Near-Extreme Eigenvalues and the First Gap of Hermitian Random Matrices

Abstract

We study the phenomenon of “crowding” near the largest eigenvalue \(\lambda _\mathrm{max}\) of random \(N \times N\) matrices belonging to the Gaussian Unitary Ensemble of random matrix theory. We focus on two distinct quantities: (i) the density of states (DOS) near \(\lambda _\mathrm{max}\), \(\rho _\mathrm{DOS}(r,N)\), which is the average density of eigenvalues located at a distance \(r\) from \(\lambda _\mathrm{max}\) and (ii) the probability density function of the gap between the first two largest eigenvalues, \(p_\mathrm{GAP}(r,N)\). In the edge scaling limit where \(r = \mathcal{O}(N^{-1/6})\), which is described by a double scaling limit of a system of unconventional orthogonal polynomials, we show that \(\rho _\mathrm{DOS}(r,N)\) and \(p_\mathrm{GAP}(r,N)\) are characterized by scaling functions which can be expressed in terms of the solution of a Lax pair associated to the Painlevé XXXIV equation. This provides an alternative and simpler expression for the gap distribution, which was recently studied by Witte et al. in Nonlinearity 26:1799, 2013. Our expressions allow to obtain precise asymptotic behaviors of these scaling functions both for small and large arguments.

Appendices

Appendix 1: Rewriting the Lax System in Terms of Rescaled Variables

In this appendix, we derive two identities relating the Hastings–McLeod solution of Painlevé II with \(\alpha = 0\), denoted by \(q(x)\) (17), and the one with \(\alpha =1/2\), denoted by \(q_{1/2}\) (62). We start with the relation between \(q(x)\) and \(q_{1/2}(x)\) [28, 50]

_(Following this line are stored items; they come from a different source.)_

PR #18724, opened 2025-09-26
refactor: Simplify the process of prune handling for u64::MAX shard

AshinGau:
1. Simplify the process of prune handling for `u64::MAX` shard: https://github.com/paradigmxyz/reth/discussions/18723
2. Fix the doc of `Cursor:: seek_by_key_subkey`, which need the key must match exactly.

### DIFF
--- a/crates/prune/prune/src/segments/user/history.rs
+++ b/crates/prune/prune/src/segments/user/history.rs
@@ -112,41 +112,8 @@ where
         // If there will be no more blocks in the shard after pruning blocks below target
         // block, we need to remove it, as empty shards are not allowed.
         if higher_blocks.is_empty() {
-            if key.as_ref().highest_block_number == u64::MAX {
-                let prev_row = cursor
-                    .prev()?
-                    .map(|(k, v)| Result::<_, DatabaseError>::Ok((k.key()?, v)))
-                    .transpose()?;
-                match prev_row {
-                    // If current shard is the last shard for the sharded key that
-                    // has previous shards, replace it with the previous shard.
-                    Some((prev_key, prev_value)) if key_matches(&prev_key, &key) => {
-                        cursor.delete_current()?;
-                        // Upsert will replace the last shard for this sharded key with
-                        // the previous value.
-                        cursor.upsert(RawKey::new(key), &prev_value)?;
-                        Ok(PruneShardOutcome::Updated)
-                    }
-                    // If there's no previous shard for this sharded key,
-                    // just delete last shard completely.
-                    _ => {
-                        // If we successfully moved the cursor to a previous row,
-                        // jump to the original last shard.
-                        if prev_row.is_some() {
-                            cursor.next()?;
-                        }
-                        // Delete shard.
-                        cursor.delete_current()?;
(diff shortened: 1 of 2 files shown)


mattsse (commented):
not obvious to me what this fixes

ptal @joshieDo @shekhirin

crates/storage/db-api/src/cursor.rs
```diff
@@ -75,6 +75,7 @@ pub trait DbDupCursorRO<T: DupSort> {
     ///
     /// # Note
     ///
+    /// The key must match exactly, while the subkey can be greater than or equal to.
```
shekhirin, line 78: This is correct, cross-checked with MDBX docs https://libmdbx.dqdkfa.ru/group__c__cursors.html#gga501baff3bcff7e8e7818b4d412a2a6d5a2de3e789c951f80dbc05cc9c0fba82e8

crates/prune/prune/src/segments/user/history.rs
```diff
@@ -112,41 +112,8 @@ where
...
-                    }
-                }
-            }
-            // If current shard is not the last shard for this sharded key,
-            // just delete it.
-            else {
-                cursor.delete_current()?;
-                Ok(PruneShardOutcome::Deleted)
-            }
+            cursor.delete_current()?;
```
shekhirin, line 118: I think this change is correct, but I would like to confirm it by having a `debug_assert` that will query the shards for the same key and ensure there's none left.

Also, can we add a comment explaining why it's fine to just delete it?

shekhirin:
As far as I understand, we'd basically always fall through to this statement? https://github.com/paradigmxyz/reth/blob/597fa73023ba36ed90dbd993192bfb337d83c2d2/crates/prune/prune/src/segments/user/history.rs#L130-L141

crates/storage/db-api/src/cursor.rs
AshinGau: The context is that I was testing the use of `leveldb/rocksdb` to replace `mdbx`, and found that the comment of this function was not very accurate. I mistakenly thought that implementing a function greater than or equal to 'key+subkey' would suffice, which resulted in an error. Therefore, I added more note.

crates/prune/prune/src/segments/user/history.rs
AshinGau: Yes,  this PR just makes it more succinct. And I add more comment to explain.

AshinGau: The context is still that I wanted to replace `mdbx` with `rocksdb`, but found it difficult to implement the calling process of `next -> prev ->delete_current ->upsert ->next...` in `rocksdb`. Finally, I found that this process could be simplified, so I discovered this code that can be simplified.

AshinGau: Therefore, there's no bug fix in this PR, just refactoring.

shekhirin: can you please add a `debug_assert`?

PR #18726, opened 2025-09-26
fix: replace panic-prone expect() with safe Option handling in remove_blocks_above

aso20455:
Replace dangerous .expect("todo: error handling, headers should exist") with proper Option pattern matching in UnifiedStorageWriter::remove_blocks_above().

The get_highest_static_file_block() method returns Option<BlockNumber> and can be None when no static file headers exist on disk. Using .expect() could cause runtime panics during blockchain reorganization operations.

Changes:
- Replace .expect() with if-let Some() pattern matching
- Add graceful handling when static file headers are absent
- Add informative debug logging for both success and skip cases
- Maintain identical behavior when headers exist


crates/storage/provider/src/writer/mod.rs
```diff
@@ -204,21 +204,23 @@ where
...
-        // will have three blocks to remove, which will be block 8, 7, and 6.
-        debug!(target: "provider::storage_writer", ?block_number, "Removing static file blocks above block_number");
-        self.static_file()
-            .get_writer(block_number, StaticFileSegment::Headers)?
-            .prune_headers(highest_static_file_block.saturating_sub(block_number))?;
+        // Get highest static file block for the total block range. If no static file headers
+        // exist on disk, there's nothing to prune from static files.
+        if let Some(highest_static_file_block) =
+            self.static_file().get_highest_static_file_block(StaticFileSegment::Headers)
+        {
```
mattsse: can we use `let some else` pattern here?

mattsse (changes requested):
style nit

crates/storage/provider/src/writer/mod.rs
```diff
@@ -204,14 +204,17 @@ where
...
-            .expect("todo: error handling, headers should exist");
-
-        // IMPORTANT: we use `highest_static_file_block.saturating_sub(block_number)` to make sure
-        // we remove only what is ABOVE the block.
+        // Get highest static file block for the total block range. If no static file headers
+        // exist on disk, there's nothing to prune from static files.
+        let Some(highest_static_file_block) =
+            self.static_file().get_highest_static_file_block(StaticFileSegment::Headers)
+        else {
+            debug!(target: "provider::storage_writer", ?block_number, "No static file headers found, skipping static file pruning");
```
mattsse: maybe we should even use warn! here?

mattsse (commented):
makes sense to me, pending @Rjected @shekhirin

crates/storage/provider/src/writer/mod.rs
Rjected: yeah let's use warn at least, this basically means we can't find any static files, when they should always exist

aso20455: > maybe we should even use warn! here?

@mattsse can I do this?

PR #18727, opened 2025-09-26
perf(multiproof): do not chunk more tasks when task queue is full

hai-rise:
A low-hanging fruit among many (task management) ideas!

---

For big state transitions (from 11s down to 500ms):

Screenshot From 2025-09-26 16-03-34

---

For small state transitions:

`reth-bench` for the first 300 blocks of Shanghai:

```
$ reth-bench new-payload-fcu --advance 300
```

aa192c255b53335ba509987c82ab26e79e954195 (`main`):
```
2025-09-26T09:06:00.711782Z  INFO Total Ggas/s: 0.7019 total_duration=6.539663621s total_gas_used=4590139398 blocks_processed=300
```

This branch on aa192c255b53335ba509987c82ab26e79e954195:
```
2025-09-26T09:23:34.656611Z  INFO Total Ggas/s: 0.7467 total_duration=6.146954381s total_gas_used=4590139398 blocks_processed=300
```

Speedup:
- Ggas/s: 0.7019 -> 0.7467 ~ 6% higher execution throughput
- Duration: 6.539663621s -> 6.146954381s ~ 6% lower payload latency
- Best win: From 32.3ms down to 22.4ms payload latency

### DIFF
--- a/crates/engine/tree/src/tree/payload_processor/multiproof.rs
+++ b/crates/engine/tree/src/tree/payload_processor/multiproof.rs
@@ -378,6 +378,10 @@ where
         }
     }
 
+    const fn is_full(&self) -> bool {
+        self.inflight >= self.max_concurrent
+    }
+
     /// Spawns a new multiproof calculation or enqueues it for later if
     /// `max_concurrent` are already inflight.
     fn spawn_or_queue(&mut self, input: PendingMultiproofTask<Factory>) {
@@ -391,7 +395,7 @@ where
             return
         }
 
-        if self.inflight >= self.max_concurrent {
+        if self.is_full() {
             self.pending.push_back(input);
             self.metrics.pending_multiproofs_histogram.record(self.pending.len() as f64);
             return;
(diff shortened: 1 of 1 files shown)


crates/engine/tree/src/tree/payload_processor/multiproof.rs
```diff
@@ -830,25 +845,40 @@ where
 
         // Process state updates in chunks.
         let mut chunks = 0;
+        let should_chunk = !self.multiproof_manager.is_full();
```
hai-rise, line 848: We can try something more sophisticated, like tuning the number of chunks based on the number of available task slots (up to a max), but that would require many benchmarks. I'll set up a mainnet node on a new bare metal server first for such experiments. Shanghai blocks too small and boring..

mediocregopher (approved):
This LGTM

Curious if you did any tests with chunking disabled completely?

Also related: #18036 though I think what you're doing here is more impactful

mattsse (approved):
this makes a lot of sense as an immediate bandaid

@shekhirin and I also started to investigate this properly, but imo this we can do right away already

pending @shekhirin

shekhirin (approved):

PR #18729, opened 2025-09-26
fix: Apply WS CORS regardless of HTTP being enabled

anim001k:
### Description
- Fixes an issue where `ws.origins` was only applied when HTTP was enabled.
- Now `with_ws_cors(...)` is set inside the WS branch, ensuring WS CORS is honored for WS-only setups.

### Changes
- `crates/rpc/rpc-builder/src/config.rs`: move `with_ws_cors(...)` into `if self.ws { ... }` with a clarifying comment.


mattsse (approved):
ah nice find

$$\begin{aligned} q_{1/2}(x) = -2^{-1/3} \frac{q'(-2^{-1/3}x)}{q(-2^{-1/3}x)}. \end{aligned}$$

(123)

By taking the derivative with respect to \(x\) on both sides of Eq. (123), one obtains

$$\begin{aligned} q_{1/2}'(x) = 2^{-2/3} \frac{q''(-2^{-1/3}x)}{q(-2^{-1/3}x)} - 2^{-2/3} \left( \frac{q'(-2^{-1/3}x)}{q(-2^{-1/3}x)}\right) ^2. \end{aligned}$$

(124)

By combining Eqs. (123) and (124), one obtains

$$\begin{aligned} x + 2 q_{1/2}^2(x) + 2 q_{1/2}'(x) = 2^{1/3} \left( 2^{-1/3}x + \frac{q''(-2^{-1/3}x)}{q(-2^{-1/3}x)} \right) . \end{aligned}$$

(125)

Finally, using that \(q(x)\) is solution of the Painlevé II equation (17) one obtains

$$\begin{aligned} q_{1/2}^2(x) + q_{1/2}'(x) + \frac{x}{2} = 2^{1/3} q^2(-2^{-1/3}x). \end{aligned}$$

(126)

We now derive a second identity by considering the following function

$$\begin{aligned} J(x) = - x - 2 q_{1/2}^2(x) + 2 q_{1/2}'(x) . \end{aligned}$$

(127)

It is straightforward to check that \(J(x)\) satisfies

$$\begin{aligned} J'(x) = - 2 q_{1/2}(x) J(x) - 2. \end{aligned}$$

(128)

The solution of the homogenous equation, \(J'(x) = - 2 q_{1/2}(x) J(x)\) is, using (123), \(J(x) = A/q^2(-2^{-1/3}x)\). By varying the constant, one finds the solution of (128) under the form:

$$\begin{aligned} J(x) = \frac{A(x)}{q^{2}(-2^{-1/3})x}, \; A(x) = 2^{4/3} \int _{-2^{-1/3}x}^\infty q^2(u) du \; + \; a, \end{aligned}$$

(129)

where \(a\) is a constant, independent of \(x\). On the other hand, from the large \(x\) behavior \(q_{1/2}(x) \sim 1/(2x)\), one sees that \(J(x)\) in (127) behaves like \(J(x) \sim -x\), when \(x \rightarrow \infty \). This implies that the constant \(a\) in Eq. (129) is \(a=0\). Hence, one obtains a second identity:

$$\begin{aligned}&- q_{1/2}^2(x) + q_{1/2}'(x) -\frac{x}{2} = -2^{1/3} \frac{\int _{-2^{-1/3}x}^\infty q^2(u) du}{q^2(-2^{-1/3}x)}. \end{aligned}$$

(130)

One can then use these identities (126) and (130) to write the matrix elements of the matrices \(\mathbf{A}\) and \(\mathbf{B}\) in Eq. (68) in terms of \(q(x)\) only—and not \(q_{1/2}(x)\). This yields ultimately, with an appropriate change of variable, the expression of the matrices \({\tilde{\mathbf{A}}}\) and \({\tilde{\mathbf{B}}}\) in Eq. (79).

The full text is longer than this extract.